- _PROMPT_: In the records that follow, find each line with "important" and pull it out.

- _DATA SECTION_:

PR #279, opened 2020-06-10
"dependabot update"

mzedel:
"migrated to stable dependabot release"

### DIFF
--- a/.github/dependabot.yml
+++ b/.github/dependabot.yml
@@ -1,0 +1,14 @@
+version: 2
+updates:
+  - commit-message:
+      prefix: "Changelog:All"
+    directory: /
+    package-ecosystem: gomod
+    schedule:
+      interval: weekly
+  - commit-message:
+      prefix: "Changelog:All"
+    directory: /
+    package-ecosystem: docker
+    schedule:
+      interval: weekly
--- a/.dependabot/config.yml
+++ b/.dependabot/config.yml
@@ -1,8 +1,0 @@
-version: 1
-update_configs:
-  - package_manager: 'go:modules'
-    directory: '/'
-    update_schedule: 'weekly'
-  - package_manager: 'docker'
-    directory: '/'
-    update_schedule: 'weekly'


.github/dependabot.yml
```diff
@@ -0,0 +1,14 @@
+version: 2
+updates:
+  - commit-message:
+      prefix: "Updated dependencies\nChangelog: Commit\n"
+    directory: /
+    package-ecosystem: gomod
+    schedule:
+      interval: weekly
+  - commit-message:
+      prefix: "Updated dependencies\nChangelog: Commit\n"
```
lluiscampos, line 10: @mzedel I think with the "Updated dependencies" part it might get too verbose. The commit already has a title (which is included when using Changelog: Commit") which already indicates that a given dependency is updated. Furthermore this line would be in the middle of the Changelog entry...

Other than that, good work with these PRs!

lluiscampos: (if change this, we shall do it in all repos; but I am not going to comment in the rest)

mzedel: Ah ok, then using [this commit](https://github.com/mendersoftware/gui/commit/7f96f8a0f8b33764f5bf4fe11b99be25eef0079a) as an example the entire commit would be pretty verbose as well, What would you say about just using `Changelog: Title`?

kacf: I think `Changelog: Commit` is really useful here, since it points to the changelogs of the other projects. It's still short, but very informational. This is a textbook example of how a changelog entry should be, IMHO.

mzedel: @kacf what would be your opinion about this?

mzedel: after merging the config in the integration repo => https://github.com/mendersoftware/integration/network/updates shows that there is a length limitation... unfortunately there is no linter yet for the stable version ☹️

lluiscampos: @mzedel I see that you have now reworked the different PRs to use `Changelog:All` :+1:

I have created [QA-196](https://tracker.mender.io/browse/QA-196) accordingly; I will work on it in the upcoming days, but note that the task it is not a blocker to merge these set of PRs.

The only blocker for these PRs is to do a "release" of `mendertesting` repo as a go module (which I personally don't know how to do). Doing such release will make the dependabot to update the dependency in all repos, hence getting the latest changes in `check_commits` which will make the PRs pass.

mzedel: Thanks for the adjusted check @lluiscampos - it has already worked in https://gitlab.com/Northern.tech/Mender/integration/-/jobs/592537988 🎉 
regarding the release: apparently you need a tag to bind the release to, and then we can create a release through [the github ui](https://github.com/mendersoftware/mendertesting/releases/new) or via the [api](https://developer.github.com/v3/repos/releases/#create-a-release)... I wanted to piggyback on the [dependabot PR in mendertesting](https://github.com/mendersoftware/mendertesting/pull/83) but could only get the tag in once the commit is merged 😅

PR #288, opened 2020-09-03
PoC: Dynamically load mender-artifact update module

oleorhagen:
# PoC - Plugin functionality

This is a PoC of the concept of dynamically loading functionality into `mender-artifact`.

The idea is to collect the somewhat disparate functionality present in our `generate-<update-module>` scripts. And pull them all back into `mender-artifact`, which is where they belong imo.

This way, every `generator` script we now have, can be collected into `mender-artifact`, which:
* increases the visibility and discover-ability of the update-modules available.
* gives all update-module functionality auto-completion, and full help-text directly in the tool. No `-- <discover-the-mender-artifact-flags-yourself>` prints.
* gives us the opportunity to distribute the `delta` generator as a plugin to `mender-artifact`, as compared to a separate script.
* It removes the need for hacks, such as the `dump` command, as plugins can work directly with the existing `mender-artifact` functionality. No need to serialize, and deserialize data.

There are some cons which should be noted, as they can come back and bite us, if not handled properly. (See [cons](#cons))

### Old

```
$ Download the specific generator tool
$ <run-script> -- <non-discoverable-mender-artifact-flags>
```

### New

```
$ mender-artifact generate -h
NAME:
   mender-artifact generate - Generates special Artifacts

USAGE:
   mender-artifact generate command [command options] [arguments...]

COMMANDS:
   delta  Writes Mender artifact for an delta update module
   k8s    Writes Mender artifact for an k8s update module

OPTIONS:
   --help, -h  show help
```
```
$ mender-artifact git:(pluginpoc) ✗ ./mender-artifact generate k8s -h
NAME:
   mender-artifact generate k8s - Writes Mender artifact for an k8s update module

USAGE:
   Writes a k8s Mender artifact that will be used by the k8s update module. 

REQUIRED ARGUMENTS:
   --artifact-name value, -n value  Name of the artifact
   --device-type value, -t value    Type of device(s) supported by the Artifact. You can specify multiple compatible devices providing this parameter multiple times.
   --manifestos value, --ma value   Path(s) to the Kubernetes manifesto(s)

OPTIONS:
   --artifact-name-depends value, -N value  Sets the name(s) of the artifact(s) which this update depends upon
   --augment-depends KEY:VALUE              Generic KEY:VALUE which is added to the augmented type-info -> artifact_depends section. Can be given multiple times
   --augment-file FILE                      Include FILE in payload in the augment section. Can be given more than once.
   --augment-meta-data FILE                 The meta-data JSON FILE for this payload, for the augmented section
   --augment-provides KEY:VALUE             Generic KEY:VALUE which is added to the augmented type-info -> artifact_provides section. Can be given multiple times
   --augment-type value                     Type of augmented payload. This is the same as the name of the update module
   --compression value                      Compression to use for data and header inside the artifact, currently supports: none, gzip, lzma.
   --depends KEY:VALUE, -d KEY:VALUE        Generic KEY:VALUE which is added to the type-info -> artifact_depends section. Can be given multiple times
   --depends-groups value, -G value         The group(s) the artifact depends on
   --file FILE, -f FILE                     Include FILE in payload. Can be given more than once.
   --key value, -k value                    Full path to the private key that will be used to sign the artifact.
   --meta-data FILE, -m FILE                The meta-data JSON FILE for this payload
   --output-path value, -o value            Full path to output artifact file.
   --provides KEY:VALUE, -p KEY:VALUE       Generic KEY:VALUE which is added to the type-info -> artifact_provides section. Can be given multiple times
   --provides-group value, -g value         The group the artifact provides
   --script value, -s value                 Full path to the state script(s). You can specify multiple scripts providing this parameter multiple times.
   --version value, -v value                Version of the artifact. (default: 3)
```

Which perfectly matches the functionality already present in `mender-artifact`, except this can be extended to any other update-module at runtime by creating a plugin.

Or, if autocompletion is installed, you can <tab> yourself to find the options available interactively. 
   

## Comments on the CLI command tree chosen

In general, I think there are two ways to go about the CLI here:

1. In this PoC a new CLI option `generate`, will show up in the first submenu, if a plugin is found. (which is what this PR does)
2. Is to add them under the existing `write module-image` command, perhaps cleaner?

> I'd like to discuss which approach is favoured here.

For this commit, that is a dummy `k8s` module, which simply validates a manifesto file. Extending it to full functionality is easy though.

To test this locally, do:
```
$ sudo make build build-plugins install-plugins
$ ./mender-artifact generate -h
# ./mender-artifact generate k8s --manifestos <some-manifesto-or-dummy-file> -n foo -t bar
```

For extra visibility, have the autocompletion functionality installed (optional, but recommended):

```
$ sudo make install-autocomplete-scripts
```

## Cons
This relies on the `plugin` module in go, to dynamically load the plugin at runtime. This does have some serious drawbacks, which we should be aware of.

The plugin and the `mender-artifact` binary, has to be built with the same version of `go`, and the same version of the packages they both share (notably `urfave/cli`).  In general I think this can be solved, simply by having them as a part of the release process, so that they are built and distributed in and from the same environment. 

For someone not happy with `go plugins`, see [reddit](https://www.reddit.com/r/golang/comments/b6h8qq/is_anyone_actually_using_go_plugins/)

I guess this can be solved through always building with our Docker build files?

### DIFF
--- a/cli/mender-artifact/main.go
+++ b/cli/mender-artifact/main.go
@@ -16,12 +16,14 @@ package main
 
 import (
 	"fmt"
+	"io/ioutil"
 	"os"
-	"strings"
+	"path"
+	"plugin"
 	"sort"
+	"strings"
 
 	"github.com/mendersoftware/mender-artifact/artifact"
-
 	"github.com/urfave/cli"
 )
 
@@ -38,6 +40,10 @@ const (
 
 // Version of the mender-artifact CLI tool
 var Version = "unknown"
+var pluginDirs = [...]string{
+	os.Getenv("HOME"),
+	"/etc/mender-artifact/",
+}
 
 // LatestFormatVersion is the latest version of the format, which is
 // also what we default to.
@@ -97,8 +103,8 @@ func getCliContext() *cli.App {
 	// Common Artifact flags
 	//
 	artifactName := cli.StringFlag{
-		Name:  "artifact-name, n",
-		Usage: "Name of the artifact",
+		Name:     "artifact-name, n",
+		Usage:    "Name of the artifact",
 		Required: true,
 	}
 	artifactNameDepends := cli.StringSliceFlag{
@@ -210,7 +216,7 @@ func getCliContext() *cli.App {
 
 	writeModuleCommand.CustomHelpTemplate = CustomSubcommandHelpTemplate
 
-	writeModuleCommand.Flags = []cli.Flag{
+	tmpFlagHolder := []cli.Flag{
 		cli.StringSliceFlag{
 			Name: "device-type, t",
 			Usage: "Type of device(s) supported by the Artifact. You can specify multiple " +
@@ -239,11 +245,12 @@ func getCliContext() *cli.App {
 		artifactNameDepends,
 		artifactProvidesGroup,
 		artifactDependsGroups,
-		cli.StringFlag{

* * *

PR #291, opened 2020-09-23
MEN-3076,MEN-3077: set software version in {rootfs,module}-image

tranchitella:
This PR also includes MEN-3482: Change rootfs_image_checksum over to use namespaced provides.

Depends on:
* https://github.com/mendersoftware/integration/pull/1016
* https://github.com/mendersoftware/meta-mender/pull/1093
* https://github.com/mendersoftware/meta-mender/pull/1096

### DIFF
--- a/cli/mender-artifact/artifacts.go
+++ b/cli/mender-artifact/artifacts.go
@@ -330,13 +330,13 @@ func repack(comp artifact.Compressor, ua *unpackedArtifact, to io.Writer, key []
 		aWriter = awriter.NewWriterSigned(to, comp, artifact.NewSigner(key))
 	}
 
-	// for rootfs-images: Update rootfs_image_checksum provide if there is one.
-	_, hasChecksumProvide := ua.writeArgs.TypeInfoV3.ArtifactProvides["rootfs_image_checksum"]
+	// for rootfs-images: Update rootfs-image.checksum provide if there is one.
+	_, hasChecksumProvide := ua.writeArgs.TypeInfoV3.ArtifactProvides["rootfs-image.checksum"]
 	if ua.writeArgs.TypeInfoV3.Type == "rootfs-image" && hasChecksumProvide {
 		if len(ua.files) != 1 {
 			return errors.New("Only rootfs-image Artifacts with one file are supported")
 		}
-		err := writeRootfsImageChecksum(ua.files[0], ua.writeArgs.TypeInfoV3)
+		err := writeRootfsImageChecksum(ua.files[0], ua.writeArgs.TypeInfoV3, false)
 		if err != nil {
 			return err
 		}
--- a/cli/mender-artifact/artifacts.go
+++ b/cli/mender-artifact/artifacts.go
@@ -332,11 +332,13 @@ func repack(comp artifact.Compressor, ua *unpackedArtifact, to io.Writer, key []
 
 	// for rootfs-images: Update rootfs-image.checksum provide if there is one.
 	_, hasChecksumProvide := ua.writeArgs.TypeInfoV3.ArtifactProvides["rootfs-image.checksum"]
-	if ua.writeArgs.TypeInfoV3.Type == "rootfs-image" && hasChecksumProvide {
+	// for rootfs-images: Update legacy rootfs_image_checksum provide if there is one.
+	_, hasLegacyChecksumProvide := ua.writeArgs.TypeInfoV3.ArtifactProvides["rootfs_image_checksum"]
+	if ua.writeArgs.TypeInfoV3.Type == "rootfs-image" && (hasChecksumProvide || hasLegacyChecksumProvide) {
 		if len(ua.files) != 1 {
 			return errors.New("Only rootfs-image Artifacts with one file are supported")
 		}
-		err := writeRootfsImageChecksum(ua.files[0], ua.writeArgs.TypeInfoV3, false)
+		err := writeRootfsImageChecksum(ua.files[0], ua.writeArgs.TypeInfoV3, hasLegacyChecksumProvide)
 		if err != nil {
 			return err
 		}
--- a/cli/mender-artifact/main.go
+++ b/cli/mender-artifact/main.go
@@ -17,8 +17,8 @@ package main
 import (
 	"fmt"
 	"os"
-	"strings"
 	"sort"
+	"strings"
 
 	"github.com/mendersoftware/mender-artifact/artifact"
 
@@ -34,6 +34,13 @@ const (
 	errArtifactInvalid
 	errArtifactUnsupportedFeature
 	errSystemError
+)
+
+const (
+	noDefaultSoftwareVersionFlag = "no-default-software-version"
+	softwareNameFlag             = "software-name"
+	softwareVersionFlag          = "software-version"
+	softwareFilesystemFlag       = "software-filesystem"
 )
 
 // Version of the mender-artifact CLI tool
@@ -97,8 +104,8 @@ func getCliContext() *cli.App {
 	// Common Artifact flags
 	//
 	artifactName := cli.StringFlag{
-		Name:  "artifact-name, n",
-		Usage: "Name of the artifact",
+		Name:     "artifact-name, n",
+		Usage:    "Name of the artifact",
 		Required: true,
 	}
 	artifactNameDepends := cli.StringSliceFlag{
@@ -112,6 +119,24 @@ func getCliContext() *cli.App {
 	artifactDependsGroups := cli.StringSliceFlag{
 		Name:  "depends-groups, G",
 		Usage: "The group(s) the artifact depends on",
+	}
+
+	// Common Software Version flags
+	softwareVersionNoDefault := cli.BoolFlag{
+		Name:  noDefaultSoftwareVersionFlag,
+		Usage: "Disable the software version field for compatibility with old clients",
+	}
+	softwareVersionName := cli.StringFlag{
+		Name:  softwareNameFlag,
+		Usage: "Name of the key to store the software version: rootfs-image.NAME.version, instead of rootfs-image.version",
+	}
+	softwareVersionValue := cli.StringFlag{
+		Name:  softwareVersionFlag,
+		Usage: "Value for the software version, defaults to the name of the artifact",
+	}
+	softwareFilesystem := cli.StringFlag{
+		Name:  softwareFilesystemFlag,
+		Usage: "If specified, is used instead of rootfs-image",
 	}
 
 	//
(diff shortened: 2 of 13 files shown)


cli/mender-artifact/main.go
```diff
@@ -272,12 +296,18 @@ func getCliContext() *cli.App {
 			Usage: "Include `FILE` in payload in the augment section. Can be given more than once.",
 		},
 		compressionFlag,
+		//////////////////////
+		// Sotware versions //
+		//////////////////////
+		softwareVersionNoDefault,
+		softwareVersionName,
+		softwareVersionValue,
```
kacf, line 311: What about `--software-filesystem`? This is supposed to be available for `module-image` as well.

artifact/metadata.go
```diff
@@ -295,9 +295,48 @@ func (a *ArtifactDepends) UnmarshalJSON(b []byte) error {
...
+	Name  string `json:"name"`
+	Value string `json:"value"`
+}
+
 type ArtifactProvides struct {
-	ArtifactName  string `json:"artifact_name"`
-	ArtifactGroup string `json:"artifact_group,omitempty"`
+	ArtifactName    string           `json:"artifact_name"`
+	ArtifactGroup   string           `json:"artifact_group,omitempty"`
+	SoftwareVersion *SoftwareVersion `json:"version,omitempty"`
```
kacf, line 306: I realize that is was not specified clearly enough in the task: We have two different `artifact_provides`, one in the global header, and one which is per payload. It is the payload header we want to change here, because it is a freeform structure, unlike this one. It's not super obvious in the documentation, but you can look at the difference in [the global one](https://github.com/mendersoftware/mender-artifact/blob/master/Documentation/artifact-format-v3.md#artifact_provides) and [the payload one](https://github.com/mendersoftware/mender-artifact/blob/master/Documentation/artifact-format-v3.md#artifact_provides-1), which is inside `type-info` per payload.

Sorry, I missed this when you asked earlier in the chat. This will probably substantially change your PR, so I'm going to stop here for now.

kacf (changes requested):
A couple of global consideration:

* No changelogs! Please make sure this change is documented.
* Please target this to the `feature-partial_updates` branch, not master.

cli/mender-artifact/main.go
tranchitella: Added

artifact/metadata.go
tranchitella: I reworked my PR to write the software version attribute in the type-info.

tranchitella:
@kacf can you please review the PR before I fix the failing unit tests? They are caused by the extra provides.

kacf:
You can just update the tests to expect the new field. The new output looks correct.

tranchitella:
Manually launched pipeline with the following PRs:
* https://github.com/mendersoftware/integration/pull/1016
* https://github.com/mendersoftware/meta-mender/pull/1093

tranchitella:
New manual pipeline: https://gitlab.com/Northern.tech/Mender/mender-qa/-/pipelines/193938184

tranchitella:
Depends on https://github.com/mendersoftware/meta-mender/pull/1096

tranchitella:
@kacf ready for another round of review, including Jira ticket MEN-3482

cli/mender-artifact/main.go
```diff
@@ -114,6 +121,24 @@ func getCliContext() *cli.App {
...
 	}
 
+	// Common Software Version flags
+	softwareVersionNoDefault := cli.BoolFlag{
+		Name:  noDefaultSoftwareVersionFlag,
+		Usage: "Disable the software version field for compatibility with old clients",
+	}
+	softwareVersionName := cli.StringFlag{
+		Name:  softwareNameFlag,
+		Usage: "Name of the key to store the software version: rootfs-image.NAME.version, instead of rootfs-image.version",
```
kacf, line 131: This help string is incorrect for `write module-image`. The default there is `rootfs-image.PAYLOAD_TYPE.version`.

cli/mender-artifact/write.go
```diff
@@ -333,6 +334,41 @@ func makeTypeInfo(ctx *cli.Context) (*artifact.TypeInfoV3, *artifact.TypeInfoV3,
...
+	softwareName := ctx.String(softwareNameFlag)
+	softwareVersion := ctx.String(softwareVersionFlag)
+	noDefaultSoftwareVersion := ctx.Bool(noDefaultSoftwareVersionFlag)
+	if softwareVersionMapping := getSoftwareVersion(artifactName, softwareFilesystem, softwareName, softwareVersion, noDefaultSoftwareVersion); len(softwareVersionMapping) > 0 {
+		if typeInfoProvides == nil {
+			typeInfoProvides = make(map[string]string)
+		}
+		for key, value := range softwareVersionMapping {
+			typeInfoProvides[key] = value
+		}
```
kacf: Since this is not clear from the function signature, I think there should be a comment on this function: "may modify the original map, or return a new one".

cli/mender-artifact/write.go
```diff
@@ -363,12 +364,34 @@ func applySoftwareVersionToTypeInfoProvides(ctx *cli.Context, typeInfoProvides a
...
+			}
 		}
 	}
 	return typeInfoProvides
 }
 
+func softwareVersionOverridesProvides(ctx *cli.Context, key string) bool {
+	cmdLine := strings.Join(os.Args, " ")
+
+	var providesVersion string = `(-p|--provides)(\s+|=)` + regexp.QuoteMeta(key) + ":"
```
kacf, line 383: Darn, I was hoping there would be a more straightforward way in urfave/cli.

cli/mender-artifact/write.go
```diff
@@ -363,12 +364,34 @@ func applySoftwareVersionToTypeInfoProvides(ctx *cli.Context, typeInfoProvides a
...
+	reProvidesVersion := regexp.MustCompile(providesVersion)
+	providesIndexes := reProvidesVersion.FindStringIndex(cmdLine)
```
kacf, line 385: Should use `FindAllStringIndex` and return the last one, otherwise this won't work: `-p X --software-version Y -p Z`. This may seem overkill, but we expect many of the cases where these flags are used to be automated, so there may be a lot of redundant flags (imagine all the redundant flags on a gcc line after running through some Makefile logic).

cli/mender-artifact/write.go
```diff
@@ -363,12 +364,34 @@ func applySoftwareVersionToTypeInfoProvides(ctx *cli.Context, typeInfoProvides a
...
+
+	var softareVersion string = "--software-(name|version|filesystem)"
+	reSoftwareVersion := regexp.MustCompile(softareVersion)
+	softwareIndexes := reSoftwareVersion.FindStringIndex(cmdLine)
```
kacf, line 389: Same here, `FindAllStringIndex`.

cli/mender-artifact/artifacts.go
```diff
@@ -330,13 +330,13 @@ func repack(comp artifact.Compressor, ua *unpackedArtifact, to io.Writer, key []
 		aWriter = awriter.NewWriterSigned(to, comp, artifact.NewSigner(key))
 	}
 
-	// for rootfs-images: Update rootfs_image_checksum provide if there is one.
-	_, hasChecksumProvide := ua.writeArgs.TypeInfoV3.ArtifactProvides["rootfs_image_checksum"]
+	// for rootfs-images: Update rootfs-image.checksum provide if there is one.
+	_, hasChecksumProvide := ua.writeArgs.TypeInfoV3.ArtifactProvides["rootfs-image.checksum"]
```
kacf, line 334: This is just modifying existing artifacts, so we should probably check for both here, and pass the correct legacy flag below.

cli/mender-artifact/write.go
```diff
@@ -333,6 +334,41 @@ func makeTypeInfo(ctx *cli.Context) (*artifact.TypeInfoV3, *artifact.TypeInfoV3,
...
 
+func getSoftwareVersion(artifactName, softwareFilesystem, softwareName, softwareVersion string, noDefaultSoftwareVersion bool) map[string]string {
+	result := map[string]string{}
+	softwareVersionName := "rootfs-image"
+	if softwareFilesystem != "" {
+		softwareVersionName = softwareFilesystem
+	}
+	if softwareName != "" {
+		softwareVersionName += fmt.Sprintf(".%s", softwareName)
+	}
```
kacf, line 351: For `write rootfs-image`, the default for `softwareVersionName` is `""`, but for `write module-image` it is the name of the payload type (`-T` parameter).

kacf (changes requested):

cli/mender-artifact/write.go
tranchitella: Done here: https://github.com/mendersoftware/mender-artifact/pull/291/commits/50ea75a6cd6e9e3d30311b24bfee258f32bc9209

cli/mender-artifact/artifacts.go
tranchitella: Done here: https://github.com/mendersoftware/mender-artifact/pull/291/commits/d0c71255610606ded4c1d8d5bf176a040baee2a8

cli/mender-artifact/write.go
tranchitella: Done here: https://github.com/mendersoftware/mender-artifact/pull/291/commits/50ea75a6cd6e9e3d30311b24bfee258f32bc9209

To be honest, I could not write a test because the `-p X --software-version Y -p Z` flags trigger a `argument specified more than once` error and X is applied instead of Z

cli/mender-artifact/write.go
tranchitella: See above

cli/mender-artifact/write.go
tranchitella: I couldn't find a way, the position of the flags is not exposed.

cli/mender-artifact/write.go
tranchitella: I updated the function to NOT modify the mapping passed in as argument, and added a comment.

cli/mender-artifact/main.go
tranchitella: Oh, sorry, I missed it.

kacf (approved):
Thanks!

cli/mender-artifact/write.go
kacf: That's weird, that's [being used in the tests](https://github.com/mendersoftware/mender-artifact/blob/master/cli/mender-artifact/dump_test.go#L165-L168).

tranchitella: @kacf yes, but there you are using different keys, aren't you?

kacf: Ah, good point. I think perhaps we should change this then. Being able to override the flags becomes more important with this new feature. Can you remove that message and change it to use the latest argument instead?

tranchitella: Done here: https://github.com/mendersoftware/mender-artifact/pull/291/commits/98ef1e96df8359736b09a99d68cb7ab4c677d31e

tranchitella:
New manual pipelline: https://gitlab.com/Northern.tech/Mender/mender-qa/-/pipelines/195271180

---

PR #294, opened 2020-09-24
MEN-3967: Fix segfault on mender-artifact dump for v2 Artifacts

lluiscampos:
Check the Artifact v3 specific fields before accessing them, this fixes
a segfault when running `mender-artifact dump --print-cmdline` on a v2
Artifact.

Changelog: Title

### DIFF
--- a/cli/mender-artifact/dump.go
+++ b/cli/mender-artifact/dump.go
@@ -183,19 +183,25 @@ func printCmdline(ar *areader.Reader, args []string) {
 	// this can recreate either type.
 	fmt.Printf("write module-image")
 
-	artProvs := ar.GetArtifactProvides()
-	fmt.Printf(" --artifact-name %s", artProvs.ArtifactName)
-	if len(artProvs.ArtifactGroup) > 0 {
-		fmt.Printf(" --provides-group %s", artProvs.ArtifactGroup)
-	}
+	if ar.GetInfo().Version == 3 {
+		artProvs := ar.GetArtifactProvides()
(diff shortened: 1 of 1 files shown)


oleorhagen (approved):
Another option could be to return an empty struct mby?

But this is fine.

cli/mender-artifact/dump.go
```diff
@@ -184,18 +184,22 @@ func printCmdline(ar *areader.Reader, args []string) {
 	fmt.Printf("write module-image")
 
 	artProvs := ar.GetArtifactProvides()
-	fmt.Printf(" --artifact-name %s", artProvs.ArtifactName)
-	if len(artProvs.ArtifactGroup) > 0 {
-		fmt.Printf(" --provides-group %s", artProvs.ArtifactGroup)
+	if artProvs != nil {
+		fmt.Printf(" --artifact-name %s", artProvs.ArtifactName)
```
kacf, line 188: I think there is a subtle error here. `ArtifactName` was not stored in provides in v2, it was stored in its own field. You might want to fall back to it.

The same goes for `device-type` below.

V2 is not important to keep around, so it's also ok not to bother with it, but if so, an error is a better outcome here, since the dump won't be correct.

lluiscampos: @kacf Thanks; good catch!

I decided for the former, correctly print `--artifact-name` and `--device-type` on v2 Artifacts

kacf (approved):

- _SOLUTION TO THIS EXERCISE_:
kacf: Ah, good point. I think perhaps we should change this then. Being able to override the flags becomes more important with this new feature. Can you remove that message and change it to use the latest argument instead?
V2 is not important to keep around, so it's also ok not to bother with it, but if so, an error is a better outcome here, since the dump won't be correct.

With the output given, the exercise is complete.